# Savage 110 barrel change?



## banneryear03 (Feb 6, 2008)

Hi guys and girls i have a question about a savage 110 in 30-06. I bought a savage 110 package back i 95 with a short barrel no more than 18 or 20 inches and was wondering if anybody had any experience changing the barrels out? Looking for something in the 24 inch range for better accuracy. Like where to bye a barrel that will switch out with out much modification,can somebody with limited knowledge change one? Or final question who knows a gunsmith willing to do all the leg work,including buying and installing one for reasonble price. Lol. Any information on the matter would be very helpful.  Banner


----------



## Grouse Hunter (Jan 23, 2000)

This guy is just about the best for savage rifles and prices are good.

http://www.sharpshootersupply.com/


----------



## jmoser (Sep 11, 2002)

Savage rifles are the easiest to rebarrel since the bbl is held on by a nut. You need special bbl wrench and receiver vice, have to use heat to loosen the threadlock compound, then just unscrew the old and on with the new. Headspace adjustment is simple matter of how far in you screw the bbl.

Buy your choice of bbl and have any decent smith with the right tools do it for you - much easier job than on Rem / Win bolt guns.


----------



## 3fingervic (Jan 28, 2009)

Grouse Hunter said:


> This guy is just about the best for savage rifles and prices are good.
> 
> http://www.sharpshootersupply.com/


Fred from SSS is the Savage guru. You may want to check out savageshooters.com they have a forum with some very knowledgeable do it yourselfers.

http://savageshooters.com/SavageForum/index.php


----------



## rzdrmh (Dec 30, 2003)

i've replaced barrels on savages with no problems whatsoever. its as simple as threading a barrel into the receiver until it hits a headspace gauge, then tightening the nut down.

of course, there are some details that need to be accounted for - shank size, nut type, etc., but those are well documented.
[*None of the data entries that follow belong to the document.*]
PR #683, opened 2022-10-06
Prevent benchmarks from running during standard CI tests

Voxelot:
When VM benchmarks were added to fuel-core, they unintentionally started being included in the standard test pass in all CI runs due to `cargo test --all-targets`, increasing the times a lot. This PR restricts our cargo test parameters so that benchmarks aren't run on every CI workflow.

### DIFF
--- a/.github/workflows/ci.yml
+++ b/.github/workflows/ci.yml
@@ -95,9 +95,9 @@ jobs:
           - command: make
             args: check --locked
           - command: test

it's worth the $11 or $12 for a year membership at savageshooters.com. you'll get access to the members area and get all kinds of detailed information, along with member input. heck, i've borrowed tools and such from guys on that forum.


----------



## banneryear03 (Feb 6, 2008)

Thanks for the suggestion guys and keep them coming. For know i think ill join the savage shooters forum. Thanks again.  Banner


----------



## rotty (Jan 22, 2003)

Just as an aside since no one else mentioned it, A longer barrel isn't necessarily going to be more accurate. It will really only change your velocity.
Barrel length really has little to nothing to do with accuracy.


----------



## jmoser (Sep 11, 2002)

rotty said:


> Just as an aside since no one else mentioned it, A longer barrel isn't necessarily going to be more accurate. It will really only change your velocity.
> *Barrel length really has little to nothing to do with accuracy*.


Well - sort of.
Its really the combination of length and diameter, there is a reason varmint and benchrest guns have full length bull bbls.

Since he has a 30-06 I don't see why they ever offered it in such a short bbl though, 18"-20" is perfect for a .308 but the '06 really needs a longer tube - if nothing else the noise and flash will go down which should help reduce flinching. 
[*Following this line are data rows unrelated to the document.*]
Issue #682, opened 2022-10-06
Clean up unused data related to the old relayer


freesig:
Commit 64717897d23f49e1e119d1f2a6e921cafedc4b9a removes several database keys along with the changes to the super traits on the relayer database trait. There is now unused code in fuel core that needs to be found and removed.
- Related: https://github.com/FuelLabs/fuel-core/pull/631#discussion_r988276754

PR #689, opened 2022-10-11
Remove unused types

Voxelot:
closes: #682

Remove a bunch of unused data types that no longer match up with our current spec or roadmap.


freesig (approved):
Nice

ControlCplusControlV (approved):
LGTM, do we have any CI checks for unused types??

Voxelot:
> LGTM, do we have any CI checks for unused types??

Cargo will already provide warnings for unused types that it can detect which block CI. However, if any of those types are marked `pub`, it's impossible for cargo to know whether the type is used or not.

PR #690, opened 2022-10-11
Fix CI check against the lock file being up to date

Voxelot:
I noticed that using cargo make was fixing the lockfile before we had a chance to verify the checked in version by using the `--locked` flag in our CI process. This update prevents the cargo make plugin from running any cargo commands before our task.

This may impact the nightly manifest used by fuel.nix, as our lockfile on master fell out of date temporarily because I accidentally broke this check when moving to cargo make cc @mitchmindtree


Voxelot:
Note: the first failing CI pass on this PR demonstrates the `--locked` check is now working again

ControlCplusControlV (approved):
LGTM

PR #691, opened 2022-10-11
Enable withdrawals

### LINKED ISSUE #567: Add GraphQL API for getting merkle proofs of output messages
In order for integration tests to test messages sent from Fuel to the base chain (Ethereum) there needs to be an endpoint in the GraphQL API that can return a valid merkle proof to relay an output message after it has been committed. A lot of the objects and patterns with this API will be similar to what gets defined for [this issue](https://github.com/FuelLabs/fuel-core/issues/566), although this new merkle proof API will likely need to come first.

There might be some overlap with [this issue](https://github.com/FuelLabs/fuel-core/issues/528) as well.

Here is a rough outline of what this could look like:
```
/*==Objects==*/
MessageProof {
  messageId: MessageId
  root: U256
  key: U256
  numLeaves: U256
  data: [U256]
}

/*==Queries==*/
Query messagesToProve
  arguments
    messageIds: [MessageId]
  fields
    nodes: [MessageProof]

```

freesig:
resolves #567


fuel-core/src/lib.rs
```diff
@@ -2,6 +2,7 @@ pub use fuel_chain_config as chain_config;
 pub mod database;
 pub mod executor;
 pub mod model;
+mod query;
```
ControlCplusControlV, line 5: Why is query located here? Wouldn't it be more suited to be directly in `/schema` since all of its associated functions are a part of a specific query?

fuel-core/src/query.rs
```diff
@@ -0,0 +1,183 @@
...
+    model::{
+        FuelBlockDb,
+        OutputProof,
+    },
+};
+
+use crate::tx_pool::TransactionStatus;
+
+#[cfg(test)]
+mod test;
```
ControlCplusControlV, line 18: Why does query have its own mod with a specific test file? I would rather unit tests be attached directly to the associated functions than breaking out into a `test.rs`

ControlCplusControlV (dismissed):

fuel-client/src/client.rs
```diff
@@ -534,6 +537,24 @@ impl FuelClient {
 
         Ok(messages)
     }
+
+    /// Request a merkle proof of an output message.
+    pub async fn output_proof(
```
Voxelot, line 542: Maybe we should call this `message_output_proof`? As we may have other kinds of proofs in the future.

fuel-core/src/lib.rs
Voxelot: I have been discussing with @freesig and @xgreenx about moving the business logic of these queries out of the graphql handlers so that they can be unit tested and also allow us to support alternate entrypoints other than graphql in the future. Then the graphql handlers will have minimal logic to only accepting parameters and unwrapping types before calling our internal Rust API.

fuel-core/src/query.rs
Voxelot: Structurally it's basically the same as if the tests were in this file, since they need to be enclosed in a test module anyways. Personally, I prefer splitting modules into smaller files to reduce the amount of scrolling when working on something and make it easier to split related code across multiple windows.

fuel-tests/tests/messages.rs
```diff
@@ -207,3 +232,108 @@ async fn messages_empty_results_for_owner_with_no_messages(
...
+    let result = client
+        .output_proof(
+            transaction_id.to_string().as_str(),
+            message_id.to_string().as_str(),
+        )
+        .await
+        .unwrap()
+        .unwrap();
+
+    let mut tree = fuel_gql_client::fuel_merkle::binary::in_memory::MerkleTree::new();
```
Voxelot, line 312: Interesting use of client deps to verify that they are in sync with the rest of fuel-core 🤔

fuel-core/src/query.rs
```diff
@@ -0,0 +1,183 @@
...
+            }
+            Err(e) => {
+                // Boxing is required because of the different iterator types
+                // returned depending on the error case.
+                let iter: Box<dyn Iterator<Item = _>> = Box::new(std::iter::once(Err(e)));
+                iter
+            }
+        })
+        // Take all message ids up to and including the
+        // requested id.
```
Voxelot, line 118: Wouldn't ending the iteration here cause this merkle tree to have a different root than the block? We need to add all message ids in the block to the tree to regenerate the same root as the block header, and then get a proof to the matching root.

fuel-core/src/query.rs
freesig: Yeh definitely a fan of breaking into a file. Keeping the tests inline only really works with very small tests.

fuel-core/src/lib.rs
freesig: I'm happy to move it down now

fuel-tests/tests/messages.rs
freesig: That's the only way to get the dep in this crate

ControlCplusControlV (commented):
Test is failing but other than that didn't notice anything

fuel-core/src/query/output_proof.rs
```diff
@@ -0,0 +1,170 @@
...
+        if message_id == id {
+            // Save the index of this message to use as the proof index.
+            proof_index = Some(index);
+        }
+
+        // Build the merkle tree.
+        tree.push(id.as_ref());
+    }
+
+    // If we found the proof then return the proof.
```
Voxelot, line 133:
```suggestion
    // If we found the proof index then return the proof.
```

fuel-core/src/query/message_proof/test.rs
```diff
@@ -0,0 +1,151 @@
...
+        .with(eq(Bytes32::default()))
+        .returning(|_| Ok(Some(FuelBlockDb::default())));
+
+    let p = message_proof(&data, transaction_id, MESSAGE_ID)
+        .await
+        .unwrap()
+        .unwrap();
+    assert_eq!(p.message.id(), MESSAGE_ID);
+    assert_eq!(p.signature, fuel_crypto::Signature::default());
+    assert_eq!(p.block.id(), FuelBlockDb::default().id());
```
Voxelot, line 150: shouldn't the block id be different than the default one since it should hash the message root?

fuel-tests/tests/messages.rs
```diff
@@ -207,3 +232,108 @@ async fn messages_empty_results_for_owner_with_no_messages(
 
     assert_eq!(result.results.len(), 0);
 }
+
+#[tokio::test]
+async fn can_get_message_proof() {
+    let transaction_id: TransactionId = Bytes32::default().into();
+    let message_id: fuel_core::schema::scalars::MessageId =
+        fuel_gql_client::fuel_types::MessageId::default().into();
```
Voxelot, line 240: maybe we should use a non-default value for the message ids?

fuel-tests/tests/messages.rs
```diff
@@ -207,3 +232,108 @@ async fn messages_empty_results_for_owner_with_no_messages(
...
+        .await
+        .unwrap()
+        .unwrap();
+
+    let mut tree = fuel_gql_client::fuel_merkle::binary::in_memory::MerkleTree::new();
+    tree.push(fuel_gql_client::fuel_types::MessageId::from(message_id).as_ref());
+    let (expected_root, expected_set) = tree.prove(0).unwrap();
+    assert_eq!(
+        *fuel_gql_client::fuel_types::Bytes32::from(result.proof_root),
+        expected_root
```
Voxelot, line 317: should we test that the proof root also matches the block message root?

freesig: But that would only test we actually passed in the same block on line `286` which has nothing to do with what we are testing.

fuel-client/src/client/schema/message.rs
```diff
@@ -82,16 +82,22 @@ pub struct MessageProofQuery {
...
+    /// The messages sender address.
+    pub sender: Address,
+    /// The messages recipient address.
+    pub recipient: Address,
+    /// The nonce from the message.
+    pub nonce: Bytes32,
+    /// The amount from the message.
+    pub amount: U64,
+    /// The data from the message.
+    pub data: Vec<i32>,
```
Voxelot, line 100: We typically use hex encoding for byte arrays:

```suggestion
    pub data: HexString
```

fuel-tests/tests/messages.rs
```diff
@@ -207,3 +207,145 @@ async fn messages_empty_results_for_owner_with_no_messages(
...
+    .collect::<Vec<u8>>()
+    .into();
+
+    let salt = Salt::zeroed();
+    let contract = Contract::from(bytecode.as_ref());
+    let root = contract.root();
+    let state_root = Contract::initial_state_root(std::iter::empty());
+    let id = contract.id(&salt, &root, &state_root);
+    let output = Output::contract_created(id.clone(), state_root.clone());
+    let txn = TransactionBuilder::create(bytecode, Salt::zeroed(), Default::default())
```
Voxelot, line 237:
```suggestion
    let txn = TransactionBuilder::create(bytecode, salt, Default::default())
```

fuel-tests/tests/messages.rs
```diff
@@ -207,3 +207,145 @@ async fn messages_empty_results_for_owner_with_no_messages(
...
+
+    let config = Config::local_node();
+
+    let transaction_id = script.id();
+
+    // setup server & client
+    let srv = FuelService::new_node(config).await.unwrap();
+    let client = FuelClient::from(srv.bound_address);
+
+    client.submit(&txn).await.unwrap();
```
Voxelot, line 296:
```suggestion
    client.submit(&deploy_txn).await.unwrap();
```

fuel-core/src/schema/message.rs
```diff
@@ -179,4 +196,129 @@ impl MessageQuery {
...
+            .map(|block| block.into_owned().transactions)
+            .unwrap_or_else(|| Vec::with_capacity(0)))
+    }
+
+    fn signature(
+        &self,
+        _block_id: &fuel_core_interfaces::common::prelude::Bytes32,
+    ) -> Result<Option<fuel_core_interfaces::common::fuel_crypto::Signature>, KvStoreError>
+    {
+        Ok(Some(Signature::default()))
```
Voxelot, line 311: this shouldn't need to be default anymore

fuel-tests/tests/messages.rs
```diff
@@ -217,3 +218,303 @@ async fn messages_empty_results_for_owner_with_no_messages(
...
+    // TODO: Verify using merkle tree verify().
+    true
+}
+
+fn verify_signature(
+    _block_id: fuel_gql_client::prelude::Bytes32,
+    _signature: fuel_gql_client::client::schema::Signature,
+) -> bool {
+    // TODO: Verify using Signature verify() once we actually start signing headers.
+    true
```
Voxelot, line 519: this should be able to do a real signature verification now

fuel-tests/tests/messages.rs
```diff
@@ -217,3 +218,303 @@ async fn messages_empty_results_for_owner_with_no_messages(
...
+        .collect();
+
+        // Call contract script.
+        let script = vec![
+            // Save the ptr to the script data to register 16.
+            // This will be used to read the contract id + two
+            // empty params. So 32 + 8 + 8.
+            Opcode::gtf(0x10, 0x00, GTFArgs::ScriptData),
+            // // Set register 17 to zeros which is the base asset id.
+            // Opcode::MOVI(0x11, 1_000),
```
Voxelot, line 320:
```suggestion
```

fuel-tests/tests/messages.rs
```diff
@@ -217,3 +218,303 @@ async fn messages_empty_results_for_owner_with_no_messages(
...
+        .unwrap()
+        .unwrap();
+
+        tokio::time::timeout(
+            std::time::Duration::from_secs(5),
+            client.await_transaction_commit(&call_id.to_string()),
+        )
+        .await
+        .unwrap()
+        .unwrap();
```
Voxelot, line 406:
```suggestion
        let deploy_id = client.submit(&contract_deploy).await.unwrap();
        tokio::time::timeout(
            std::time::Duration::from_secs(5),
            client.await_transaction_commit(&deploy_id.to_string()),
        )
        .await
        .unwrap()
        .unwrap();

        // Call the contract.
        let call_id = client.submit(&script).await.unwrap();
        tokio::time::timeout(
            std::time::Duration::from_secs(5),
            client.await_transaction_commit(&call_id.to_string()),
        )
        .await
        .unwrap()
        .unwrap();
```

Voxelot (approved):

Since he's changing bbls anyway he has the option to get whatever length, profile, and twist he wants which could do a great deal for long range accuracy. [Might have to open up the stock for a heavier taper.]

I just picked up a 700 tactical in .308 with 20" heavy bbl and its a wonderful setup; the .308 seems to really like the heavy carbine length bbls.


----------



## rotty (Jan 22, 2003)

http://www.chuckhawks.com/rifle_barrel.htm

Feel free to draw your own conclusions, just one source above.
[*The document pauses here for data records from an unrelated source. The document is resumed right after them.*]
PR #3278, opened 2026-04-22
fix(poa): prevent block-production hang when one Redis node goes half-alive

Voxelot:
## Summary

- Bumps `redis` crate from `1` → `1.2`. Upstream `connect()` was rewritten to apply read/write socket timeouts to the post-connect handshake pipeline (`CLIENT SETINFO LIB-NAME` / `LIB-VER`); on the previously-deployed `0.27` line, `get_connection_with_timeout` only bounded the TCP connect step, so a half-alive peer hung the call indefinitely.
- Replaces `std::thread::scope` in `publish_block_on_all_nodes` with detached `std::thread::spawn` workers reporting into an mpsc channel, returning as soon as `Written` quorum is reached. Stragglers are abandoned; their later `tx.send` fails silently because the receiver is dropped. This is class-of-failure protection against any future single-node hang that survives per-syscall timeouts.

## Background

On 2026-04-22 mainnet halted block production at height 51649390 for ~22 minutes when ElastiCache node entered recovery and accepted TCP but stopped responding to commands. The root cause was the interaction between the two issues above:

My only point is that *a longer barrel is not necessarily* more accurate.

I shoot at and am a member of the MBRSA (Michigan bench rest shooters association)(most barrels aren't very long), long range shooter, and prairie dog hunter, but what do I know.

A heavier barrel will hold groups better for longer strings of fire, a thinner barrel heats up faster and is more affected by the heat.

Shorter barrels have even been proven to be as or more accurate.

Shorter barrels also perform better in tighter conditions, and are lighter to carry.

I agree with a shorter tube the flash and recoil may go down.

I have a remington 700VS in .308, it sports a 26" barrel, does that mean mine should be more accurate than your 700 tactical?


----------



## Talntedmrgreen (May 28, 2007)

Wouldn't a match between ammo and barrel (length, twist) have to be made to gain in accuracy? Maybe a barrel is not the answer. Maybe some ammo experimentation is needed first? A balance is needed to get proper stabilization, downrange energy, etc.
_Posted via Mobile Device_


----------



## rotty (Jan 22, 2003)

Yes, absolutely, If you don't reload, then ammo experimentation is the best way to find what will shoot best in your gun, (although this can be very expensive).
Make sure you know what the twist rate of your rifle is, and match your bullet weight to what is recommend for that twist rate.





Talntedmrgreen said:


> Wouldn't a match between ammo and barrel (length, twist) have to be made to gain in accuracy? Maybe a barrel is not the answer. Maybe some ammo experimentation is needed first? A balance is needed to get proper stabilization, downrange energy, etc.
> _Posted via Mobile Device_


----------



## Talntedmrgreen (May 28, 2007)

rotty said:


> Yes, absolutely, If you don't reload, then ammo experimentation is the best way to find what will shoot best in your gun, (although this can be very expensive).
> Make sure you know what the twist rate of your rifle is, and match your bullet weight to what is recommend for that twist rate.


The best part of this is SHOOTING, which is the fun part! =]
_Posted via Mobile Device_


----------



## rotty (Jan 22, 2003)

:bouncy:yup....range time is fun and practical!



Talntedmrgreen said:


> The best part of this is SHOOTING, which is the fun part! =]
> _Posted via Mobile Device_


----------